Le facteur [Proportion de molécules ayant une énergie suffisante] est proportionnel à \(\exp(\frac{-E_a}{R.T})\)
On obtient :
\(\mathbf{\textrm v=\sigma.\Big(\frac{8.k.T}{\pi.\mu}\Big)^{\frac12}.\exp(\frac{-E_a}{R.T}).C_\textrm A.C_\textrm B}\)
En comparant cette relation avec celle de la loi de vitesse du second ordre \(\textrm v = k.C_\textrm A.C_\textrm B\), on en déduit que, dans le cadre de cette théorie, le coefficient de vitesse \(k\) prend la forme :
\(\mathbf{k=\sigma.\Big(\frac{8.k.T}{\pi.\mu}\Big)^{\frac12}.\exp(\frac{-E_a}{R.T})}\)
En première approximation, cette relation est compatible avec l'équation empirique d'Arrhenius \(\mathbf{k=A.\exp(\frac{-E_a}{R.T})}\) sous réserve que le facteur exponentiel l'emporte sur la variation en \(\sqrt T\) qui interviendrait dans le facteur pré-exponentiel \(A\).
Remarque : Approximation
A partir de la relation \(\mathbf{k=\sigma.\Big(\frac{8.k.T}{\pi.\mu}\Big)^{\frac12}.\exp(\frac{-E_a}{R.T})}\)
et en passant au logarithme et en dérivant,
il vient : \(\mathbf{RT^2.\frac{\textrm d\ln k}{\textrm dT}=\frac{1}{2}.R.T+E_a}\).
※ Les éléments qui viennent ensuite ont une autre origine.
PR #11813, opened 2023-10-24
Fix/william/genrpc ssl port align

qzhuyan:
Fixes <issue-or-jira-number>

### <samp>🤖 Generated by Copilot at 6b9e8bc</samp>

This pull request introduces a new gen_rpc implementation for emqx nodes that supports SSL/TLS and two modes of port discovery. It also adds a new configuration option `ssl_client_port` and updates the helm charts to expose the new ports.

## PR Checklist

### DIFF
--- a/.github/workflows/run_helm_tests.yaml
+++ b/.github/workflows/run_helm_tests.yaml
@@ -76,8 +76,6 @@ jobs:
           EMQX_RPC__CACERTFILE: /opt/emqx/etc/certs/cacert.pem
           EMQX_RPC__CIPHERS: TLS_AES_256_GCM_SHA384,TLS_AES_128_GCM_SHA256
           EMQX_RPC__TLS_VERSIONS: "[tlsv1.3]"
-          EMQX_RPC__SSL_SERVER_PRT: 5370
-          EMQX_RPC__PORT_DISCOVERY: manual
         EOL
     - name: Prepare emqxConfig.EMQX_RPC using ssl1.2
       working-directory: source
@@ -91,7 +89,6 @@ jobs:
           EMQX_RPC__CACERTFILE: /opt/emqx/etc/certs/cacert.pem
           EMQX_RPC__CIPHERS: TLS_AES_256_GCM_SHA384,TLS_AES_128_GCM_SHA256
           EMQX_RPC__TLS_VERSIONS: "[tlsv1.2]"
-          EMQX_RPC__SSL_SERVER_PRT: 5370
           EMQX_RPC__PORT_DISCOVERY: manual
         EOL
     - name: run emqx on chart (k8s)
--- a/.github/workflows/run_helm_tests.yaml
+++ b/.github/workflows/run_helm_tests.yaml
@@ -76,6 +76,8 @@ jobs:
           EMQX_RPC__CACERTFILE: /opt/emqx/etc/certs/cacert.pem
           EMQX_RPC__CIPHERS: TLS_AES_256_GCM_SHA384,TLS_AES_128_GCM_SHA256
           EMQX_RPC__TLS_VERSIONS: "[tlsv1.3]"
+          EMQX_RPC__SSL_SERVER_PRT: 5370
+          EMQX_RPC__PORT_DISCOVERY: manual
         EOL
     - name: Prepare emqxConfig.EMQX_RPC using ssl1.2
       working-directory: source
@@ -89,6 +91,8 @@ jobs:
           EMQX_RPC__CACERTFILE: /opt/emqx/etc/certs/cacert.pem
           EMQX_RPC__CIPHERS: TLS_AES_256_GCM_SHA384,TLS_AES_128_GCM_SHA256
           EMQX_RPC__TLS_VERSIONS: "[tlsv1.2]"
+          EMQX_RPC__SSL_SERVER_PRT: 5370
+          EMQX_RPC__PORT_DISCOVERY: manual
         EOL
     - name: run emqx on chart (k8s)
       if: matrix.discovery == 'k8s'
--- a/apps/emqx_conf/src/emqx_conf_schema.erl
+++ b/apps/emqx_conf/src/emqx_conf_schema.erl
@@ -1151,6 +1151,7 @@ translation("emqx") ->
 translation("gen_rpc") ->
     [
         {"default_client_driver", fun tr_gen_rpc_default_client_driver/1},
+        {"ssl_client_port", fun tr_gen_rpc_ssl_client_port/1},
         {"ssl_client_options", fun tr_gen_rpc_ssl_options/1},
         {"ssl_server_options", fun tr_gen_rpc_ssl_options/1},
         {"socket_ip", fun(Conf) ->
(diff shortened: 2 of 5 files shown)


deploy/charts/emqx-enterprise/templates/StatefulSet.yaml
```diff
@@ -121,6 +121,10 @@ spec:
           {{- end }}
           - name: ekka
             containerPort: 4370
+          - name: genrpc-manual
+            containerPort: 5369
+          - name: genrpc2-auto
+            containerPort: 5370
```
zmstone, line 127: there should be no need for this. ?

deploy/charts/emqx/templates/StatefulSet.yaml
```diff
@@ -121,6 +121,10 @@ spec:
           {{- end }}
           - name: ekka
             containerPort: 4370
+          - name: genrpc-manual
+            containerPort: 5369
+          - name: genrpc2-auto
+            containerPort: 5370
```
zmstone, line 127: same here

deploy/charts/emqx-enterprise/templates/StatefulSet.yaml
qzhuyan: we need it for port port_discovery = stateless in gen_rpc, yes this is confusion.

.github/workflows/run_helm_tests.yaml
```diff
@@ -89,6 +89,7 @@ jobs:
           EMQX_RPC__CACERTFILE: /opt/emqx/etc/certs/cacert.pem
           EMQX_RPC__CIPHERS: TLS_AES_256_GCM_SHA384,TLS_AES_128_GCM_SHA256
           EMQX_RPC__TLS_VERSIONS: "[tlsv1.2]"
+          EMQX_RPC__PORT_DISCOVERY: manual
```
zmstone, line 92: is this for redundance ? because it's set to manual in docker entrypoint script.
https://github.com/emqx/emqx/blob/master/deploy/docker/docker-entrypoint.sh#L52

deploy/charts/emqx-enterprise/templates/StatefulSet.yaml
qzhuyan: https://github.com/emqx/gen_rpc/blob/46dd22100391f3d87daca989cde7e2ecc52a17b5/README.md?plain=1#L117

.github/workflows/run_helm_tests.yaml
qzhuyan: Oh I thought it was auto-discovery as it is the default in the schema. I set it to manual want to test both. shall we remove it from docker-entrypoint? I don't see good reason to have it there.

qzhuyan: or we should change the schema default to manual

zmstone: The override in docker entrypoint was added long ago, we keep it for backward compatibility reasons. (so that v4 and v5 has the same port mapping convention).

We cannot change the default in schema because for RPM/DEB/TGZ installation, it's offset based port mapping. --- also kept for backward compatibility reasons.

deploy/charts/emqx-enterprise/templates/StatefulSet.yaml
zmstone: with the override set in docker entrypoint, i don't think we need this port.

apps/emqx_conf/src/emqx_conf_schema.erl
```diff
@@ -1151,6 +1151,7 @@ translation("emqx") ->
 translation("gen_rpc") ->
     [
         {"default_client_driver", fun tr_gen_rpc_default_client_driver/1},
+        {"ssl_client_port", fun tr_gen_rpc_ssl_client_port/1},
```
zmstone, line 1154: this is probably the only change needed.

or fix this instead: gen_rpc has a default value for ssl clients to connect to 5370
https://github.com/emqx/gen_rpc/blob/46dd22100391f3d87daca989cde7e2ecc52a17b5/src/gen_rpc.app.src#L35

but we have set the same server port on 5369 for both tcp and ssl:
https://github.com/emqx/emqx/blob/a4ab744d4ed47526f889718163830eeb9c77359e/apps/emqx_conf/src/emqx_conf_schema.erl#L798-L813

zmstone: for completeness, we should actually add `tcp_client_port` too

apps/emqx_conf/src/emqx_conf_schema.erl
```diff
@@ -1226,6 +1227,9 @@ collector_enabled(disabled, _) -> [].
 tr_gen_rpc_default_client_driver(Conf) ->
     conf_get("rpc.protocol", Conf).
 
+tr_gen_rpc_ssl_client_port(Conf) ->
+    conf_get("rpc.ssl_server_port", Conf).
```
zmstone, line 1231: this is wrong, because in case one configure to use `manual`, and change server port for node2, then this config on node1 should be node2's server port, but not server port of itself.

apps/emqx_conf/src/emqx_conf_schema.erl
zmstone: actually, to support `manual` strategy properly, it should not be a simple translation and user server port. 
should rather make the tcp and ssl ports configurable for the clients.

zmstone: if we force all nodes in the cluster to use the same server port, then maybe just a translation is enough.

apps/emqx_conf/src/emqx_conf_schema.erl
qzhuyan: This is actually what this PR tries to solve, without this mapping, gen_rpc use the default port 5370. In regular manual mode, the server is listening on 5369.

https://github.com/emqx/gen_rpc/blob/46dd22100391f3d87daca989cde7e2ecc52a17b5/src/gen_rpc.app.src#L35

My theory is for intra-cluster communication each node 's gen_rpc client should connect to the same port that the server is listening on.  The port specified here is a *base* port, whatever the port discovery method in use , they should get aligned. 

In case of manual mode and all nodes have rpc.ssl_server_port set to `X` emqx1 listens on `X` emqx2 listens on `X` and the client of emqx2 connects to emqx1 should connect to`X`. 

In case of stateless mode and rpc.ssl_server_port set to `X` emqx1 listens on `X+1` emqx2 listens on `X+2` and the client of emqx2 connects to emqx1 should connect to`X+1`.  the client of emqx1 connected to emqx2 should connect to `X+2`


> this is wrong, because in case one configure to use manual, and change server port for node2, then this config on node1 should be node2's server port, but not server port of itself.

do you mean node1 rpc.ssl_server_port set to `X` and node2 rpc.ssl_server_port set to `Y` where X=/=Y?
this to me is a config error.

zmstone: right, it makes no sense to configure different ports when `manual`.
basically means no way to support more than one server port when there are more than 2 nodes.

PR #11827, opened 2023-10-27
refactor: OTP_VSN and ELIXIR_VSN are no longer needed in Makefile

zmstone:
These two variables are set when we had elixir and otp version in package file names.
Now they are stale.

### DIFF
--- a/Makefile
+++ b/Makefile
@@ -23,17 +23,6 @@ endif
 export EMQX_DASHBOARD_VERSION ?= v1.5.0
 export EMQX_EE_DASHBOARD_VERSION ?= e1.3.0
 
-# `:=` should be used here, otherwise the `$(shell ...)` will be executed every time when the variable is used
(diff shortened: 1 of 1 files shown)


Makefile
```diff
@@ -45,6 +34,10 @@ CT_COVER_EXPORT_PREFIX ?= $(PROFILE)
 
 export REBAR_GIT_CLONE_OPTIONS += --depth=1
 
+.PHONY: nothing
```
qzhuyan, line 37: what is this? make nothing?

id (approved):

Makefile
zmstone: for testing purpose.

thalesmg: :scissors: ?

zmstone: I can do `time make nothing` to see how much speedup it is .

thalesmg (approved):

Or, en pratique pour la plupart des réactions, on a \(E_a >>\frac{1}{2}.R.T\)
si bien que l'on peut négliger dans l'équation \(\frac{1}{2}.R.T\) devant \(E_a\),
ce qui revient à justifier l'équation d'Arhénius
\(\mathbf{k=A.\exp(\frac{-E_a}{R.T})}\).